▸ **What needs to be done**
Only the lines that include "bool" should be copied from the data below.

▸ **Information given**
PR #3136, opened 2025-11-20
[dbus] add dbus API to set border agent Id

Irving-cl:
This PR adds a DBUS API to set the Border Agent Id.

This is required for GTBR implementation. The PR also adds a build option `OTBR_BORDER_AGENT_ID` to control whether to enable the Border Agent Id in openthread and the related code in ot-br-posix.

### DIFF
--- a/etc/cmake/options.cmake
+++ b/etc/cmake/options.cmake
@@ -54,6 +54,11 @@ if (OTBR_BORDER_AGENT_MESHCOP_SERVICE)
     target_compile_definitions(otbr-config INTERFACE OTBR_ENABLE_BORDER_AGENT_MESHCOP_SERVICE=1)
 endif()
 
+option(OTBR_BORDER_AGENT_ID "Enable Border Agent ID support" ON)
+if (OTBR_BORDER_AGENT_ID)
+    target_compile_definitions(otbr-config INTERFACE OTBR_ENABLE_BORDER_AGENT_ID=1)
+endif()
+
 option(OTBR_BACKBONE_ROUTER "Enable Backbone Router" ON)
 if (OTBR_BACKBONE_ROUTER)
     target_compile_definitions(otbr-config INTERFACE OTBR_ENABLE_BACKBONE_ROUTER=1)
--- a/src/dbus/client/thread_api_dbus.cpp
+++ b/src/dbus/client/thread_api_dbus.cpp
@@ -893,6 +893,11 @@ ClientError ThreadApiDBus::SetBorderAgentEnabled(bool aEnabled)
     return CallDBusMethodSync(OTBR_DBUS_SET_BORDER_AGENT_ENABLED_METHOD, std::tie(aEnabled));
 }
 
+ClientError ThreadApiDBus::SetBorderAgentId(const std::vector<uint8_t> &aBorderAgentId)
+{
+    return SetProperty(OTBR_DBUS_PROPERTY_BORDER_AGENT_ID, aBorderAgentId);
+}
+
 ClientError ThreadApiDBus::UpdateVendorMeshCopTxtEntries(std::vector<TxtEntry> &aUpdate)
 {
     auto args = std::tie(aUpdate);
--- a/src/dbus/client/thread_api_dbus.hpp
+++ b/src/dbus/client/thread_api_dbus.hpp
@@ -801,6 +801,17 @@ public:
     ClientError SetBorderAgentEnabled(bool aEnabled);
 
     /**
+     * This method sets the 16 byte Border Agent Id.
+     *
+     * @param[in] aBorderAgentId  The Border Agent Id.
+     *
+     * @retval ERROR_NONE  Successfully performed the dbus function call
+     * @retval ERROR_DBUS  dbus encode/decode error
+     * @retval ...         OpenThread defined error value otherwise
+     */
+    ClientError SetBorderAgentId(const std::vector<uint8_t> &aBorderAgentId);
+
+    /**
      * This method sets multiple vendor-specific entries for the TXT record of the MeshCoP service.
      *
      * @note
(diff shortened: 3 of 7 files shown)


src/dbus/client/thread_api_dbus.cpp
```diff
@@ -893,6 +893,10 @@ ClientError ThreadApiDBus::SetBorderAgentEnabled(bool aEnabled)
     return CallDBusMethodSync(OTBR_DBUS_SET_BORDER_AGENT_ENABLED_METHOD, std::tie(aEnabled));
 }
 
+ClientError ThreadApiDBus::SetBorderAgentId(const std::vector<uint8_t> &aBorderAgentId)
+{
+    return SetProperty(OTBR_DBUS_PROPERTY_BORDER_AGENT_ID, aBorderAgentId);
+}
```
zhanglongxia, line 899: nit: add an empty line after this function

zhanglongxia (approved):
LGTM

src/dbus/server/dbus_thread_object_rcp.cpp
```diff
@@ -1308,6 +1314,23 @@ otError DBusThreadObjectRcp::SetRadioRegionHandler(DBusMessageIter &aIter)
...
+otError DBusThreadObjectRcp::SetBorderAgentIdHandler(DBusMessageIter &aIter)
+{
+    otError                                        error = OT_ERROR_NONE;
+    std::array<uint8_t, OT_BORDER_AGENT_ID_LENGTH> data;
+    otBorderAgentId                                borderAgentId;
+
+    VerifyOrExit(DBusMessageExtractFromVariant(&aIter, data) == OTBR_ERROR_NONE, error = OT_ERROR_INVALID_ARGS);
+    memcpy(&borderAgentId.mId, &data.front(), sizeof(borderAgentId.mId));
+
+    error = otBorderAgentSetId(mHost.GetInstance(), &borderAgentId);
```
zhanglongxia, line 1327: Will this conflict with the https://github.com/openthread/ot-br-posix/pull/3132?

Irving-cl: I didn't sync code so didn't see https://github.com/openthread/ot-br-posix/pull/3132 yesterday.

https://github.com/openthread/ot-br-posix/pull/3132 can work but it seems a little unnatural to me to set it in  `UpdateMeshCopTxtHandler` because  `UpdateMeshCopTxtHandler` is used to update the external fields of the meshcop txt records while `borderAgentId` is an internal field (though it can be set by an API). The fields set in `UpdateMeshCopTxtHandler` will be taken to integrate into the txt data that provided by OT. But `borderAgentId` shouldn't be handled like that here because it's already in the txt data provided by OT. And in current code, a workaround is taken to do so. So it's like, we avail this API `UpdateMeshCopTxtHandler` and call a OT API here.

So I prefer having a dedicated API to set border agent Id. This PR will ONLY conflict with https://github.com/openthread/ot-br-posix/pull/3132 when both APIs are called to set the border agent Id. If we:
* Set all vendor fields and border agent Id in `UpdateMeshCopTxtHandler`, it's ok
* Set all vendor fields except border agent Id in `UpdateMeshCopTxtHandler` and set border agent id using this dedicated API, it's also ok.

So we can have both PRs.

zhanglongxia: Based on the description of the function [otBorderAgentSetVendorTxtData()](https://github.com/openthread/openthread/blob/main/include/openthread/border_agent.h#L314), the vendor-specific Key-Value TXT data pairs use TXT keys starting with `v`. The function [UpdateMeshCopTxtHandler()](https://github.com/openthread/ot-br-posix/blob/main/src/dbus/server/dbus_thread_object_rcp.cpp#L154) is used to process the vendor  TXT data. The key `id` is not the vendor-specific Key. I'm fine with this PR.

etc/cmake/options.cmake
```diff
@@ -54,6 +54,11 @@ if (OTBR_BORDER_AGENT_MESHCOP_SERVICE)
     target_compile_definitions(otbr-config INTERFACE OTBR_ENABLE_BORDER_AGENT_MESHCOP_SERVICE=1)
 endif()
 
+option(OTBR_BORDER_AGENT_ID "Enable Border Agent ID support" ON)
```
librasungirl, line 57: is it necessary?

src/dbus/client/thread_api_dbus.hpp
```diff
@@ -800,6 +800,17 @@ class ThreadApiDBus
      */
     ClientError SetBorderAgentEnabled(bool aEnabled);
 
+    /**
+     * This method sets the 16 byte Border Agent Id.
```
librasungirl, line 804: pls add notes as https://github.com/openthread/openthread/blob/main/include/openthread/border_agent.h#L340  and highlight this API should be used with awareness and caution.

src/dbus/server/dbus_thread_object_rcp.cpp
librasungirl: I am not sure about it.

As from spec `An ID to uniquely identify the device hosting the Border Agent among multiple such devices.`, if manufacture want to manage ID themselves, it might also be vendor specific data.

Overall it's fine to add a separate dbus API but it should be well documented as in OT, people should be aware of the requirement of `id` by spec

> The ID MUST remain identical if the device reboots. It MUST NOT persist after a BR factory-reset. It MUST be computed using a random function to minimize the ID collision probability.

etc/cmake/options.cmake
Irving-cl: Since openthread has an option `OT_BORDER_AGENT_ID` to turn on/off Border Agent Id,  I think it's necessary to add an option in ot-br-posix as well to avoid the case where `OT_BORDER_AGENT_ID` is OFF.

BTW, I'm thinking if border agent id is a MUST, why not removing the macro in openthread as well. Thoughts?

librasungirl: It's indeed `MUST` requirement per specification, 
> TXT record inclusion is REQUIRED. The ID MUST remain identical if the device reboots. It MUST NOT persist after a BR factory-reset. It MUST be computed using a random function to minimize the ID collision probability.

But the spec doesn't define who is to maintain it. OT core provides the option to help generate/set/store it and when OT is responsible for meshcop service, OPENTHREAD_CONFIG_BORDER_AGENT_MESHCOP_SERVICE_ENABLE, it will report error if it's not ON.

https://github.com/openthread/openthread/blob/main/src/core/meshcop/border_agent.hpp#L80

For BR,  application can specify it via UpdateMeshCop UpdateMeshCopTxt or use this new dbus API you are introducing if it want to manage the `id`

▸ **Solution**
@@ -893,6 +893,11 @@ ClientError ThreadApiDBus::SetBorderAgentEnabled(bool aEnabled)
     ClientError SetBorderAgentEnabled(bool aEnabled);
@@ -893,6 +893,10 @@ ClientError ThreadApiDBus::SetBorderAgentEnabled(bool aEnabled)
     ClientError SetBorderAgentEnabled(bool aEnabled);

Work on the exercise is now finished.